Attention aux micro-entrepreneurs : la déduction des frais kilométriques n’existe pas en micro-BIC ni en micro-BNC. L’abattement forfaitaire couvre théoriquement l’ensemble des charges, déplacements inclus. Lancer une simulation au barème quand on relève du micro-régime revient à calculer un montant qu’on ne pourra pas déduire.
Quote-part professionnelle : le point de contrôle
Quand le véhicule est mixte (usage personnel et professionnel), l’administration attend une quote-part professionnelle justifiable. Le kilométrage total annuel, le kilométrage professionnel et la nature des trajets doivent figurer dans un relevé. Un agenda de rendez-vous, un carnet de bord ou une application de suivi GPS constituent des justificatifs recevables. Sans cette ventilation, le barème s’applique au kilométrage total, ce qui expose à un redressement sur la fraction personnelle.
Salarié et commercial itinérant : distinguer barème fiscal et politique de remboursement interne
Le salarié qui déclare ses revenus dispose de deux options : l’abattement forfaitaire de 10 % ou la déduction des frais réels. La simulation frais kilometrique ne sert que dans le second cas. Pour que le basculement en frais réels soit rentable, le total des frais kilométriques (plus éventuellement repas, double résidence, etc.) doit dépasser l’abattement de 10 %.
Le commercial itinérant cumule un volume de kilomètres élevé et des frais annexes (péages, stationnement, repas hors domicile). C’est le profil pour lequel la simulation produit l’écart le plus net entre les deux régimes. Nous recommandons de simuler systématiquement les deux options chaque année, car un changement de secteur géographique ou de fréquence de déplacement peut inverser le résultat.
Remboursement employeur et indemnités kilométriques : ce qui entre dans la simulation
L’Urssaf exonère de cotisations sociales les indemnités kilométriques versées par l’employeur à condition qu’elles ne dépassent pas les limites du barème fiscal et que l’employeur puisse justifier la réalité des déplacements. Si l’entreprise applique un barème maison supérieur au barème fiscal, la fraction excédentaire est soumise à cotisations.
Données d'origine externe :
PR #463, opened 2023-11-15
DOC: refactor dispersion analysis notebook

giovaniceotto:
## Pull request type

## Checklist

## Current behavior

Dispersion Analysis Notebook does not work in v1 since it still uses camelCase.

## New behavior

Minor changes were made to the notebook to support v1.

## Breaking change

- [ ] Yes
- [x] No

## Additional information

Due to time constrains, the number of simulations executed were just 100.
Fake data was used for new parameters such as motor casing inertia tensor.


Gui-FernandesBR (approved):
Works on my machine. Great solve, @giovaniceotto !!

A couple of commentaries tho:
- Remember to apply black before pushing. I wonder if our linter should also be blaking .ipynb files. To use black on notebooks: `pip install black[jupyter]` 
-  The `parachute_drop_from_helicopter.ipynb`example is still not updated, but no worries.

PR #3612, opened 2023-01-25
Fix PIMD: bugfix in spring energy, and adding virial estimator

yotamfe:
**Summary**
Hi,

Two proposed changes to the quantities that Fix PIMD exposes for each step:

1. Fix a bug in the calculation of the spring energy, using the position difference rather than the position, and including the spring constant factor.
2. Provide also the current value of the virial, which is useful as an estimator for the kinetic energy of the original quantum system. It is necessary to add this as an additional quantity because the estimator cannot otherwise be recovered from the already available *total* force.

**Related Issue(s)**

None.

**Author(s)**

Barak Hirshberg
Sagi Meir

**Licensing**

**Backward Compatibility**

No issues expected.

**Implementation Notes**

1. We tested the fix for the spring energy by comparing the reported values to values we computed post-processing from the positions, in a simulation of several particles in a harmonic trap.
2. We tested the virial by estimating the energy of several particles in a harmonic trap and comparing the resulting total energy to the analytical solution for non-interacting quantum harmonic oscillators.

**Post Submission Checklist**


athomps (approved):
I approve.

akohlmey:
@yotamfe thanks for your submission. It looks like there should be some documentation added for the additional property that can be read from the fix (and specifically it should state that it is a scalar and not the more typical 3x3 tensor). 

This would normally go to a section titled:
`Restart, fix_modify, output, run start/stop, minimize info`

Which seems to be missing altogether. So we should take this opportunity to add one and fill in the respective information. You can compare to other fixes what is added there.

Thanks in advance.

yotamfe:
> 

@akohlmey Thanks for reviewing this! I'll look at the other fixes and add the relevant documentation.

akohlmey:
> > 
> 
> @akohlmey Thanks for reviewing this! I'll look at the other fixes and add the relevant documentation.

Great. When you are done and have updated your branch, please click on the "Ready for review" button, so we know you are done. Thanks.

BarakHirshberg:
Hi Axel and Yotam,
Just found two small bugs in the testing of fmass and sp variables in the constructor of FixPIMD.
Added them to the same pull request, I hope that's OK.
Barak

yotamfe:
> Hi Axel and Yotam, Just found two small bugs in the testing of fmass and sp variables in the constructor of FixPIMD. Added them to the same pull request, I hope that's OK. Barak

The fix for fmass is consistent with documentation that says that the parameter can be set to the number of quasi-beads P (<code>np</code> in the code).

yotamfe:
@akohlmey I added the documentation. There's one point I'm not sure about: From what I gather from the code, it seems that the binary restart files contain only the state of the Nose-Hoover thermostat, and this is what I wrote in the documentation. (We didn't write this feature, nor have experience with it.) Does it make sense that the x,y,z positions are not stored in that file?

akohlmey:
> it seems that the binary restart files contain only the state of the Nose-Hoover thermostat

A fix only needs to store information in a restart that it "owns". This is how restarting is orgnized in LAMMPS. That is, position data will be stored by the atom style, potential data by the pair style and so on. Because of that, each command documents which of its properties it saves in a restart file or not. That information is needed so that can know whether a) a clean restart is possible at all and b) which commands need to be included in the input when restarting (e.g. whether the pair_style and pair_coeff commands need to be repeated). For fixes generally the command needs to be repeated with the same fix ID.

doc/src/fix_pimd.rst
```diff
@@ -149,6 +149,31 @@ related tasks for each of the partitions, e.g.
    restart 1000 system_${ibead}.restart1 system_${ibead}.restart2
    read_restart system_${ibead}.restart2
 
+Restart, fix_modify, output, run start/stop, minimize info
+"""""""""""""""""""""""""""""""""""""""""""""""""""""""""""
+
+This fix writes the state of the Nose/Hoover thermostat over all quasi-beads to
```
BarakHirshberg: Thanks, @akohlmey, for explaining how the restart files work on LAMMPS.
In that context, do you think this phrasing is adequate?
Is that how fixes usually describe the restart files? Just stating what they add to the binary?

akohlmey: I will look at it later today. If needed, I will make some final changes myself.
I appreciate you both taking the time to add the missing text, even for the parts you didn't write. It is a big help.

Pour le salarié, la simulation doit alors croiser trois données :
- Le montant remboursé par l’employeur (barème interne ou barème fiscal)
- Le montant calculé au barème fiscal, majoré de 20 % si le véhicule est électrique
- Le coût réel supporté (carburant, assurance, entretien, dépréciation), documenté par justificatifs
Si le remboursement employeur couvre déjà le barème fiscal, opter pour les frais réels sur la déclaration personnelle n’apporte rien, sauf si les frais réels dépassent le barème. C’est le cas typique du commercial qui roule avec un véhicule ancien à forte consommation.
Erreurs fréquentes qui faussent la simulation selon le statut
Chaque profil tombe dans un piège différent au moment de simuler ses frais kilométriques. Voici les plus courants :
- Artisan en micro-entreprise : simule au barème alors que le régime micro ne permet aucune déduction supplémentaire. Le résultat de la simulation est inutilisable fiscalement.
- Salarié avec véhicule de fonction : tente de déduire des frais kilométriques alors que l’avantage en nature du véhicule de fonction est déjà fiscalisé. La simulation ne s’applique qu’au véhicule personnel.
- Commercial avec barème employeur plafonné : ne compare pas le barème interne au barème fiscal majoré électrique, et passe à côté d’un différentiel déductible en frais réels sur sa déclaration.
- Tous profils : oubli des trajets domicile-lieu de travail au-delà de 40 km. L’administration limite la déduction à 40 km par trajet (aller simple) sauf justification d’un éloignement contraint. La simulation doit plafonner ce paramètre.

La simulation frais kilometrique n’a de valeur que si elle intègre les spécificités du statut, le type de véhicule et la politique de remboursement applicable. Un artisan au réel, un salarié en frais réels et un commercial remboursé au forfait ne renseignent pas les mêmes paramètres. Lancer le même simulateur générique pour les trois profils produit trois résultats faux.